Figure 2: Breakthrough behavior of DNA on Sartobind STIC (a) and Sartobind Q (b) measured in 96-well plates.
figure 2

Endotoxin removal

In this experiment, Sartobind STIC PA was tested for the ability to remove endotoxin at high salt concentrations. Sartobind STIC PA nano 1 ml (Fig. 3a) was used and sanitized with 1 N NaOH for 30 min at room temperature, followed by thorough washing with 250 ml Arium® demineralized purified water to reach a conductivity of <2 mS/cm. The 20 mM Tris-HCl, 150 mM NaCl, pH 7.5 buffer with a conductivity of 16.8 mS/cm was spiked with endotoxins (Lonza N185 LPS E. coli 055:B5) at a concentration of 1,000 EU/ml, and 4,000 ml of this endotoxin solution was pumped at 10 ml/min through the capsule. No breakthrough could be measured here either. Given the detection limit of 0.05 EU/ml for the used gel clot LAL (Limulus amoebocyte lysate) test, the calculated LRV was >4.3.

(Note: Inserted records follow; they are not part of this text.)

PR #7477, opened 2018-03-22
Pass a function StringIO.open to allow the device to be closed automatically

easco:
Similar to the way you can pass a function to `File.open` this change allows you to pass a function to `StringIO.open`.  The function will receive the `StringIO` device as a parameter and when the function completes the device will be closed automatically.  The function may be passed in lieu of options to `StringIO.open/2` and a new `StringIO.open/3` function is available should you wish to pass both options and a function.

Examples are included in doc tests.

Please offer feedback or suggestions.  Reviewers should pay particular attention to `@spec` declarations as they are an area of weakness for me.

### DIFF
--- a/lib/elixir/lib/string_io.ex
+++ b/lib/elixir/lib/string_io.ex
@@ -49,16 +49,12 @@ defmodule StringIO do
   @spec open(binary, keyword, (pid -> res)) :: {:ok, res} when res: var
   def open(string, options, function)
       when is_binary(string) and is_list(options) and is_function(function, 1) do
-    case GenServer.start_link(__MODULE__, {string, options}, []) do
-      {:ok, pid} ->
-        try do
-          {:ok, function.(pid)}
-        after
-          {:ok, {_input, _output}} = close(pid)
-        end
+    {:ok, pid} = GenServer.start_link(__MODULE__, {string, options}, [])
 
-      error ->
-        error
+    try do
+      {:ok, function.(pid)}
+    after
+      {:ok, {_input, _output}} = close(pid)
     end
   end
 
--- a/lib/elixir/lib/string_io.ex
+++ b/lib/elixir/lib/string_io.ex
@@ -23,7 +23,58 @@ defmodule StringIO do
 
   If the `:capture_prompt` option is set to `true`,
   prompts (specified as arguments to `IO.get*` functions)
-  are captured.
+  are captured in the output.
+
+  The device will be created and sent to the function given.
+  When the function returns, the device will be closed. The final
+  result will be a tuple with `:ok` and the result of the function.
+
+  ## Examples
+      iex> {:ok, _contents} = StringIO.open("foo", [], fn(pid) ->
+      ...>     input = IO.gets(pid, ">")
+      ...>     IO.write(pid, "The input was \#{input}")
+      ...>     StringIO.contents(pid)
+      ...>   end)
+      {:ok, {"", "The input was foo"}}
+
+      iex> {:ok, _contents} = StringIO.open("foo", [capture_prompt: true], fn(pid) ->
+      ...>     input = IO.gets(pid, ">")
+      ...>     IO.write(pid, "The input was \#{input}")
+      ...>     StringIO.contents(pid)
+      ...>   end)
+      {:ok, {"", ">The input was foo"}}
+  """
+  @spec open(binary, keyword, (pid -> res)) :: {:ok, res} when res: var
+  def open(string, options, function)
+      when is_binary(string) and is_list(options) and is_function(function, 1) do
+    with {:ok, pid} <- GenServer.start_link(__MODULE__, {string, options}, []) do
+      try do
+        {:ok, function.(pid)}
+      after
+        {:ok, {_input, _output}} = close(pid)
+      end
+    else
+      error -> error
+    end
+  end
+
+  @doc """
+  Creates an IO device.
+
+  `string` will be the initial input of the newly created
+  device.
+
+  `options_or_function` can be a keyword list of options or
+  a function.
+
+  If options are provided, the result will be `{:ok, pid}`, returning the
+  IO device created. The option `:capture_prompt`, when set to `true`, causes
+  prompts (which are specified as arguments to `IO.get*` functions) to be
+  included in the device's output.
+
+  If a function is provided, the device will be created and sent to the
+  function. When the function returns, the device will be closed. The final
+  result will be a tuple with `:ok` and the result of the function.
 
   ## Examples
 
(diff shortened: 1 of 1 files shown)


lib/elixir/lib/string_io.ex
```diff
@@ -23,7 +23,58 @@ defmodule StringIO do
...
+
+  The device will be created and sent to the function given.
+  When the function returns, the device will be closed. The final
+  result will be a tuple with `:ok` and the result of the function.
+
+  ## Examples
+      iex> {:ok, _contents} = StringIO.open("foo", [], fn(pid) ->
+      ...>     input = IO.gets(pid, ">")
+      ...>     IO.write(pid, "The input was \#{input}")
+      ...>     StringIO.contents(pid)
```
josevalim: Everything here and the example below is indented with one extra space. :)

lib/elixir/lib/string_io.ex
```diff
@@ -23,7 +23,58 @@ defmodule StringIO do
...
+      ...>   end)
+      {:ok, {"", ">The input was foo"}}
+  """
+  @spec open(binary, keyword, (pid -> res)) :: {:ok, res} when res: var
+  def open(string, options, function)
+      when is_binary(string) and is_list(options) and is_function(function, 1) do
+    with {:ok, pid} <- GenServer.start_link(__MODULE__, {string, options}, []) do
```
josevalim: Given it is a single clause, I think `case` would be clearer here.

josevalim:
@easco two comments and this looks good to go!

lib/elixir/lib/string_io.ex
easco: Oh noes! 🤪

lib/elixir/lib/string_io.ex
easco: OK I think I see what you mean.  I will change the "with" to a case

lib/elixir/lib/string_io.ex
```diff
@@ -96,6 +100,7 @@ defmodule StringIO do
       ...>     StringIO.contents(pid)
       ...>   end)
       {:ok, {"", "The input was foo"}}
+
```
easco: Extra line added to make this consistent with other examples in the file

lib/elixir/lib/string_io.ex
```diff
@@ -23,7 +23,62 @@ defmodule StringIO do
...
+    iex> {:ok, _contents} = StringIO.open("foo", [capture_prompt: true], fn(pid) ->
+    ...>    input = IO.gets(pid, ">")
+    ...>    IO.write(pid, "The input was \#{input}")
+    ...>    StringIO.contents(pid)
+    ...> end)
+    {:ok, {"", ">The input was foo"}}
+
+  """
+  @spec open(binary, keyword, (pid -> res)) :: {:ok, res} when res: var
```
josevalim: The spec says it returns `{:ok, res}` but the code says it may return the error from GenServer.start_link. Maybe we also don't need a case and instead we should do `{:ok, pid} = GenServer...`?

easco: I patterned my implementation after the implementation of `File.open` (https://github.com/elixir-lang/elixir/blob/master/lib/elixir/lib/file.ex#L1297) which does use a case statement.  The spec there also calls out the fact that the result may be `{:error, posix}`.  
If you agree that matching the behavior of that function is the right approach, I can revise the `@spec`.

The alternative, I suppose, is for the function to raise a match error if the `GenServer` can't start up.  That would make this an `open!` function, wouldn't it?

josevalim: We would use `{:ok, pid}` because there is no chance it can fail. If it can fail, then we should return `{:error, _}` and update the `@spec` but i don't think it can ever happen. Hence pattern matching. :)

easco: Ok.  I'll remove the case and add the pattern match.  Thanks!

easco: In a completely unrelated note, I also noticed some tests fail (on Mac OS X anyway) if there is a space in the path leading up to where you've cloned the elixir repo.

lib/elixir/lib/string_io.ex
```diff
@@ -23,7 +23,58 @@ defmodule StringIO do
...
-  are captured.
+  are captured in the output.
+
+  The device will be created and sent to the function given.
+  When the function returns, the device will be closed. The final
+  result will be a tuple with `:ok` and the result of the function.
+
+  ## Examples
+
+    iex> {:ok, _contents} = StringIO.open("foo", [], fn(pid) ->
```
whatyouhide: We don't need to match on `{:ok, _contents}` here since we show the output of the function below.

lib/elixir/lib/string_io.ex
```diff
@@ -23,7 +23,58 @@ defmodule StringIO do
...
+    ...>    input = IO.gets(pid, ">")
+    ...>    IO.write(pid, "The input was \#{input}")
+    ...>    StringIO.contents(pid)
+    ...> end)
+    {:ok, {"", "The input was foo"}}
+
+    iex> {:ok, _contents} = StringIO.open("foo", [capture_prompt: true], fn(pid) ->
```
whatyouhide: We don't need to match on `{:ok, _contents}` here since we show the output of the function below.

lib/elixir/lib/string_io.ex
```diff
@@ -39,10 +90,25 @@ defmodule StringIO do
       iex> StringIO.contents(pid)
       {"", ">"}
 
+      iex> {:ok, _contents} = StringIO.open("foo", fn(pid) ->
```
whatyouhide: We don't need to match on `{:ok, _contents}` here since we show the output of the function below.

lib/elixir/lib/string_io.ex
```diff
@@ -39,10 +90,25 @@ defmodule StringIO do
...
+      ...>     input = IO.gets(pid, ">")
+      ...>     IO.write(pid, "The input was \#{input}")
+      ...>     StringIO.contents(pid)
+      ...>   end)
```
whatyouhide: The body of the function is indented incorrectly.

lib/elixir/lib/string_io.ex
```diff
@@ -23,7 +23,58 @@ defmodule StringIO do
...
+
+  The device will be created and sent to the function given.
+  When the function returns, the device will be closed. The final
+  result will be a tuple with `:ok` and the result of the function.
+
+  ## Examples
+
+    iex> {:ok, _contents} = StringIO.open("foo", [], fn(pid) ->
+    ...>    input = IO.gets(pid, ">")
+    ...>    IO.write(pid, "The input was \#{input}")
```
whatyouhide: You can use `~S"""` to avoid having to escape things.

easco: OK.  I changed that in both places I believe.

lib/elixir/lib/string_io.ex
easco: I removed all of them.

josevalim:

Figure 3: (a) Endotoxin removal with Sartobind STIC PA nano with 1 ml membrane volume.
figure 3

The device can be used in conventional liquid chromatography systems or with syringe by hand. (b) Different capsule sizes for Sartobind STIC: nano, 5 inch, 10 inch, 30 inch and mega (1, 70, 180, 540 and 1,620 ml membrane volume).

Summary

Sartobind membranes with Q chemistry are proven and robust platforms and have been validated in hundreds of processes. Sartobind STIC with primary amine ligand overcomes the limitation of Q chemistry and can bind contaminants at high conductivities. Higher binding capacity for impurities in high salt provides more robustness in mAb production. The salt-tolerant anion exchanger can reduce plant bottlenecks, buffer consumption and buffer tank investments.